Segment Start: Recorded information
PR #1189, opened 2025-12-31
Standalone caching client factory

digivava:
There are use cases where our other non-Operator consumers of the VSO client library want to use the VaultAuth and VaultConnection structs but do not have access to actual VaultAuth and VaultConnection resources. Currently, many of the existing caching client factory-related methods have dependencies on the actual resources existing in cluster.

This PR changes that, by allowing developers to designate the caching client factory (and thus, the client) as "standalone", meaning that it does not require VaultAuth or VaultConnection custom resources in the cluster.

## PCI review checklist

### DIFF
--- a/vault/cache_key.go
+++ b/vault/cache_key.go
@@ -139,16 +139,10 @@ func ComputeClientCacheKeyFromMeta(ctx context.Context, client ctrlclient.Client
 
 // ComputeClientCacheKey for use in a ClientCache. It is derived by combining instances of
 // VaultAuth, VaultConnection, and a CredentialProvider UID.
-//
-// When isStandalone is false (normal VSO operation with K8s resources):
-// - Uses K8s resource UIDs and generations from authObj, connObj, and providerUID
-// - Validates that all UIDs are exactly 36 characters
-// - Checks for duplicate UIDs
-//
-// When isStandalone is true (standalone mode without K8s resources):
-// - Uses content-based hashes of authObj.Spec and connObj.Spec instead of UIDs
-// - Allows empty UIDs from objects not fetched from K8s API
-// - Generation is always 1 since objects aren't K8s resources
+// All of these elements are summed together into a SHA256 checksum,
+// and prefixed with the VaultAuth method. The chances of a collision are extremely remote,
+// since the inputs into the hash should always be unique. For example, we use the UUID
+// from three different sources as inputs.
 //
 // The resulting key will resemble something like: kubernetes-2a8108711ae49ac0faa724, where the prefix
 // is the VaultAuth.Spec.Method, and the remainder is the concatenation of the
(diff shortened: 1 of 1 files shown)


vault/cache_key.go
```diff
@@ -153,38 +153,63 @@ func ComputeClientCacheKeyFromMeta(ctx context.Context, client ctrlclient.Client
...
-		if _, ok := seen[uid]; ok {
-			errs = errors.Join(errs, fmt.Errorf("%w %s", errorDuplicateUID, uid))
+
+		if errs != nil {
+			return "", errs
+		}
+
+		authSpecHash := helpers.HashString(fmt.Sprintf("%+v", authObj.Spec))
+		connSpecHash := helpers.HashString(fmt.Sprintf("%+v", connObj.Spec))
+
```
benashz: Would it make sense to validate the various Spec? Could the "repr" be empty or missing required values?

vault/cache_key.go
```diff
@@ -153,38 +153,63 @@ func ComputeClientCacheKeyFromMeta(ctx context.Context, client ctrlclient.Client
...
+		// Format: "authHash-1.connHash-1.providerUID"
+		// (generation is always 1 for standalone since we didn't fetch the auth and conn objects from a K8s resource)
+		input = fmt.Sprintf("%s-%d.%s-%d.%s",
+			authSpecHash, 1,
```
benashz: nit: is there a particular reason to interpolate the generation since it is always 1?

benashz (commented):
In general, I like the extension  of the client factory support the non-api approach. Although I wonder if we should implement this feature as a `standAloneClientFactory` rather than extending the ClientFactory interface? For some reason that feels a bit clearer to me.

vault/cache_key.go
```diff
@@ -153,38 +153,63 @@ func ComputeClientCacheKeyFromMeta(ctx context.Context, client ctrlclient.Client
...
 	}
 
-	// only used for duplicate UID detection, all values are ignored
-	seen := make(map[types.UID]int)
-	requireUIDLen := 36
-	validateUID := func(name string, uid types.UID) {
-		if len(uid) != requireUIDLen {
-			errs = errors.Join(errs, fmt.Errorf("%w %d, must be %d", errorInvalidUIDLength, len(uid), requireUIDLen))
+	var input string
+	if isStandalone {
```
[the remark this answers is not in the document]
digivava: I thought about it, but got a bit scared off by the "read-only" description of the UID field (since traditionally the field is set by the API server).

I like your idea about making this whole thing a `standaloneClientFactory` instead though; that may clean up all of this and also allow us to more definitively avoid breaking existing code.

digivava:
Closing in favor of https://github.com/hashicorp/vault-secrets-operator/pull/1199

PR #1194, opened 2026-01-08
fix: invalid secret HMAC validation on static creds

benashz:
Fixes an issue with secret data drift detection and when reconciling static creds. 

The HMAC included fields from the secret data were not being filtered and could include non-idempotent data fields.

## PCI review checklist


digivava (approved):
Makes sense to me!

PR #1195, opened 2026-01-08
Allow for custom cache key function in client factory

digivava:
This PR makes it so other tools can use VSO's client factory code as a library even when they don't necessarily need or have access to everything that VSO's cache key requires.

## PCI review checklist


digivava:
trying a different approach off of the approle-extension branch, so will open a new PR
Segment End: Recorded information
Start copying at the line that contains "[the remark this" and stop after the last line of the records, keeping every line exactly.

[the remark this answers is not in the document]
digivava: I thought about it, but got a bit scared off by the "read-only" description of the UID field (since traditionally the field is set by the API server).

I like your idea about making this whole thing a `standaloneClientFactory` instead though; that may clean up all of this and also allow us to more definitively avoid breaking existing code.

digivava:
Closing in favor of https://github.com/hashicorp/vault-secrets-operator/pull/1199

PR #1194, opened 2026-01-08
fix: invalid secret HMAC validation on static creds

benashz:
Fixes an issue with secret data drift detection and when reconciling static creds. 

The HMAC included fields from the secret data were not being filtered and could include non-idempotent data fields.

## PCI review checklist


digivava (approved):
Makes sense to me!

PR #1195, opened 2026-01-08
Allow for custom cache key function in client factory

digivava:
This PR makes it so other tools can use VSO's client factory code as a library even when they don't necessarily need or have access to everything that VSO's cache key requires.

## PCI review checklist


digivava:
trying a different approach off of the approle-extension branch, so will open a new PR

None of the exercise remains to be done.